Exercise objective: In the listing below, locate the line that contains "1. When waiters" and the line that contains "Ok, maybe I". Restate word for word those two lines and every line between them, and nothing else.

Task inputs:
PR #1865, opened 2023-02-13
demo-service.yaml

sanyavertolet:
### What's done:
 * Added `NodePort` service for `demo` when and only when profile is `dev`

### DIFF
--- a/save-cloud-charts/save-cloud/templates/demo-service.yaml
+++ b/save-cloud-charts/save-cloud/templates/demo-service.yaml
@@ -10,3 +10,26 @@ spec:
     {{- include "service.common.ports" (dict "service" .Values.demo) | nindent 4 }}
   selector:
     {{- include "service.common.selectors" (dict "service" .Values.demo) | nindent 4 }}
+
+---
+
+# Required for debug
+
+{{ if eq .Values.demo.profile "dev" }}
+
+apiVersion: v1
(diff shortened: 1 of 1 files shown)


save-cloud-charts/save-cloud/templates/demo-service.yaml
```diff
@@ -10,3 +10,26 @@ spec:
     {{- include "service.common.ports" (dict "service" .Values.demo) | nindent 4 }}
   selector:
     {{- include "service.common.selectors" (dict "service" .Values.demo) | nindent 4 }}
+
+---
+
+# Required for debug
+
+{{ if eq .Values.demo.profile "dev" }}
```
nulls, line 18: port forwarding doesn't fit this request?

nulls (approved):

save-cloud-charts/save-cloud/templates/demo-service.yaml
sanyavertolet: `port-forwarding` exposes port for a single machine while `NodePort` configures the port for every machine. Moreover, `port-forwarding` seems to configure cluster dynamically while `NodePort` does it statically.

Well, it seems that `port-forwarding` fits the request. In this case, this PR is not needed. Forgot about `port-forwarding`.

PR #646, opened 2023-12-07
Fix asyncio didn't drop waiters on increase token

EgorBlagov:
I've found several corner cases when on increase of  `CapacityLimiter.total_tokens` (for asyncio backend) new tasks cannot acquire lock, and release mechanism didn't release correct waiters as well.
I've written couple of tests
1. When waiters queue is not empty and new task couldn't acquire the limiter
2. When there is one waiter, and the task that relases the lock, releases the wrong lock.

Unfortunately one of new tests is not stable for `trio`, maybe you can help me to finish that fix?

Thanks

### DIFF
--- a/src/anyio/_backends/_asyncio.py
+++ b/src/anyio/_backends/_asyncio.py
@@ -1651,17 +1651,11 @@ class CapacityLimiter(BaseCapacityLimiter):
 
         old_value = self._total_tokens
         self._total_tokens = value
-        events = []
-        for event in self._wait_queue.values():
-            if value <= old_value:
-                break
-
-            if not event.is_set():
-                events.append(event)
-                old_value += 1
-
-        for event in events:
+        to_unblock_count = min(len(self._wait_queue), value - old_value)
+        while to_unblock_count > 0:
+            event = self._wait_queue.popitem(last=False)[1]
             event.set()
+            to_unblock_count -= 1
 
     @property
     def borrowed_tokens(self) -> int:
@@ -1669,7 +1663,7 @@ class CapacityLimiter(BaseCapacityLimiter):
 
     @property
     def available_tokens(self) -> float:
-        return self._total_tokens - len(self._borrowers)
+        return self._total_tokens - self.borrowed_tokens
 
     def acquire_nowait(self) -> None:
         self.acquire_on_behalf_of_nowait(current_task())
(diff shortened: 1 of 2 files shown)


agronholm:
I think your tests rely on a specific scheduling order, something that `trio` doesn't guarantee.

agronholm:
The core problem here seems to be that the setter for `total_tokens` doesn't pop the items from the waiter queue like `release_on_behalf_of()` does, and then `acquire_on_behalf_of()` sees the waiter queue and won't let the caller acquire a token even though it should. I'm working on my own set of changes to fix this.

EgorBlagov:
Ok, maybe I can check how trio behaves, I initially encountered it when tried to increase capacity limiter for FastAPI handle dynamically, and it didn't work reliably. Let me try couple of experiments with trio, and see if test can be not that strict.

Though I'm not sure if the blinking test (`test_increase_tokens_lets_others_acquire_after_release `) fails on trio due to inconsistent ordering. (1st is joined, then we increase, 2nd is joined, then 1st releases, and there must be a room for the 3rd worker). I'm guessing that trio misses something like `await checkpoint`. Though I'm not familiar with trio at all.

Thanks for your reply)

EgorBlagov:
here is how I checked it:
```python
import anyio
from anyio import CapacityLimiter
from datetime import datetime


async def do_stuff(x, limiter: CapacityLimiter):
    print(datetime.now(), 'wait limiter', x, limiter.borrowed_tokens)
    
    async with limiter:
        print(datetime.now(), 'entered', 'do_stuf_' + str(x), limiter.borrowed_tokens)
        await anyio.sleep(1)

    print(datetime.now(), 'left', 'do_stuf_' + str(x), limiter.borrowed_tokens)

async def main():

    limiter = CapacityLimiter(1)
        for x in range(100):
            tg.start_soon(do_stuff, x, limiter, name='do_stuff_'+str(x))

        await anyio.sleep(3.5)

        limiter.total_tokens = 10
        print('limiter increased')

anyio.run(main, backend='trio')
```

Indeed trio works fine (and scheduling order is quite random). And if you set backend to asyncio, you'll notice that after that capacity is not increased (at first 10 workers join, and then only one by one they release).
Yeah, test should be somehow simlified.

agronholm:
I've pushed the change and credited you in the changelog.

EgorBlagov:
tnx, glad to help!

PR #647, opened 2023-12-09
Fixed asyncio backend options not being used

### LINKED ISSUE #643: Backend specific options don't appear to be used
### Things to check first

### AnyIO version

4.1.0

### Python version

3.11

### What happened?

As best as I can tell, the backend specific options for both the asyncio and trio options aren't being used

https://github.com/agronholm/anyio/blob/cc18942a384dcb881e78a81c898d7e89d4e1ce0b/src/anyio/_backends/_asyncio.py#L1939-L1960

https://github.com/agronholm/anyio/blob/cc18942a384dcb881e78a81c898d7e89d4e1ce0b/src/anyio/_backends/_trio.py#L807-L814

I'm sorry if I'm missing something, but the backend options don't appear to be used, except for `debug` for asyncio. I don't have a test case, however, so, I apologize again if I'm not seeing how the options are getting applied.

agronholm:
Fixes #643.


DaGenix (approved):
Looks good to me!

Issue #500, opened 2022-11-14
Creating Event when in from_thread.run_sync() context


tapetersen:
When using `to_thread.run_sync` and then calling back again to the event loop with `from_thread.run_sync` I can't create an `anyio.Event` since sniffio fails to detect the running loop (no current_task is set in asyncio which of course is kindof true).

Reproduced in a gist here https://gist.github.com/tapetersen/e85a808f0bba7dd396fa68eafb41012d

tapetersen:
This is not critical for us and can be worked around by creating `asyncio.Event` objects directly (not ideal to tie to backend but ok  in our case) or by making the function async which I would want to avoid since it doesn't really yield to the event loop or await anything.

Expected answer:
1. When waiters queue is not empty and new task couldn't acquire the limiter
2. When there is one waiter, and the task that relases the lock, releases the wrong lock.

Unfortunately one of new tests is not stable for `trio`, maybe you can help me to finish that fix?

Thanks

### DIFF
--- a/src/anyio/_backends/_asyncio.py
+++ b/src/anyio/_backends/_asyncio.py
@@ -1651,17 +1651,11 @@ class CapacityLimiter(BaseCapacityLimiter):
 
         old_value = self._total_tokens
         self._total_tokens = value
-        events = []
-        for event in self._wait_queue.values():
-            if value <= old_value:
-                break
-
-            if not event.is_set():
-                events.append(event)
-                old_value += 1
-
-        for event in events:
+        to_unblock_count = min(len(self._wait_queue), value - old_value)
+        while to_unblock_count > 0:
+            event = self._wait_queue.popitem(last=False)[1]
             event.set()
+            to_unblock_count -= 1
 
     @property
     def borrowed_tokens(self) -> int:
@@ -1669,7 +1663,7 @@ class CapacityLimiter(BaseCapacityLimiter):
 
     @property
     def available_tokens(self) -> float:
-        return self._total_tokens - len(self._borrowers)
+        return self._total_tokens - self.borrowed_tokens
 
     def acquire_nowait(self) -> None:
         self.acquire_on_behalf_of_nowait(current_task())
(diff shortened: 1 of 2 files shown)


agronholm:
I think your tests rely on a specific scheduling order, something that `trio` doesn't guarantee.

agronholm:
The core problem here seems to be that the setter for `total_tokens` doesn't pop the items from the waiter queue like `release_on_behalf_of()` does, and then `acquire_on_behalf_of()` sees the waiter queue and won't let the caller acquire a token even though it should. I'm working on my own set of changes to fix this.

EgorBlagov:
Ok, maybe I can check how trio behaves, I initially encountered it when tried to increase capacity limiter for FastAPI handle dynamically, and it didn't work reliably. Let me try couple of experiments with trio, and see if test can be not that strict.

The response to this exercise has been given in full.